Maryland College for Women was a college for women in Lutherville, Maryland. It was founded in 1853 as the Lutherville Female Seminary. It was the centerpiece of the planned community of Lutherville, created by two Lutheran ministers, Benjamin Kurtz and John Morris, and named for theologian Martin Luther.

The school building was a large limestone building with two wings and a 96-foot observatory, designed by the architecture firm of Dixon, Balbirnie, and Dixon. Classes began in October 1854, and included art, chemistry, modern and classical languages, mathematics, music, natural sciences, and needlework. Morris wrote that the curriculum would "embrace everything necessary to a solid and finished literary education."

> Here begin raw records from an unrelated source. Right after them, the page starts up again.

PR #837, opened 2016-08-05
Added Ancient Guardians species as an alternative to Sentries guardin…

Deepsloth:
…g specials.

### DIFF
--- a/default/scripting/specials/specials.macros
+++ b/default/scripting/specials/specials.macros
@@ -20,7 +20,7 @@ CHANCE_OF_GUARD_1
             scope = Source
             activation = AND [
                 Turn high = 0
-                Random probability = 0.60
+                Random probability = 0.70
                 (GalaxyMaxAIAggression >= 1)
                 (GalaxyMonsterFrequency >= 1)
                 Not ContainedBy Contains OR [
@@ -29,7 +29,16 @@ CHANCE_OF_GUARD_1
                     And [ Planet HasSpecial name = "HIGH_TECH_NATIVES_SPECIAL" ]
                 ]
             ]
-            effects = CreateShip designname = OneOf("SM_GUARD_0", "SM_GUARD_1")
+            effects = [
+                If condition = Random probability = 0.6
+                    effects = [
+                        CreateShip designname = OneOf("SM_GUARD_0", "SM_GUARD_1")
+                    ]
+                else = [
+                    SetSpecies name = "SP_ANCIENT_GUARDIANS"
+                    SetPopulation value = Target.Population
+                ]
+            ]
 '''
 
 // NOTE: Unused
--- a/default/scripting/species/SP_ANCIENT_GUARDIANS.focs.txt
+++ b/default/scripting/species/SP_ANCIENT_GUARDIANS.focs.txt
@@ -1,0 +1,81 @@
+Species
+    name = "SP_ANCIENT_GUARDIANS"
+    description = "SP_ANCIENT_GUARDIANS_DESC"
+    gameplay_description = "SP_ANCIENT_GUARDIANS_GAMEPLAY_DESC"
+
+    tags = [ "ROBOTIC" "AI_TAG_NO_INDUSTRY" "AI_TAG_NO_RESEARCH" "AI_TAG_AVERAGE_SUPPLY"]
+
+    foci = [
+        [[HAS_INDUSTRY_FOCUS]]
+        [[HAS_RESEARCH_FOCUS]]
+        [[HAS_GROWTH_FOCUS]]
+        [[HAS_MINING_FOCUS]]
+        [[HAS_ADVANCED_FOCI]]
+    ]
+
+    effectsgroups = [
+        [[NO_INDUSTRY]]
+        [[NO_RESEARCH]]
+
+        [[AVERAGE_POPULATION]]
+        [[AVERAGE_HAPPINESS]]
+        [[AVERAGE_SUPPLY]]
+        [[AVERAGE_DEFENSE_TROOPS]]
+
+        // not for description
+
+        [[AVERAGE_PLANETARY_SHIELDS]]
+        [[AVERAGE_PLANETARY_DEFENSE]]
+
+        // huge bonus to planetary shields
+        EffectsGroup
+            description = "ANCIENT_PLANETARY_SHIELD"
+            scope = And [
+                Source
+                Planet
+            ]
+            effects = SetMaxShield value = Value + 500
+
+        // huge bonus to ground troops
+        EffectsGroup
+            description = "ANCIENT_DEFENSE_TROOPS"
+            scope = And [
+                Source
+                Planet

Morris sold the school to J. H. Turner in April 1886. The school was renamed the Maryland College for Women in 1895. Charles Wesley Gallagher served as president from 1908 until his death in 1916. In 1911, the College burned down and was replaced by a white stucco building. In the 1920s, the parents of actors Warren Beatty and Shirley MacLaine met on the campus of the Maryland College for Women, where they were both instructors.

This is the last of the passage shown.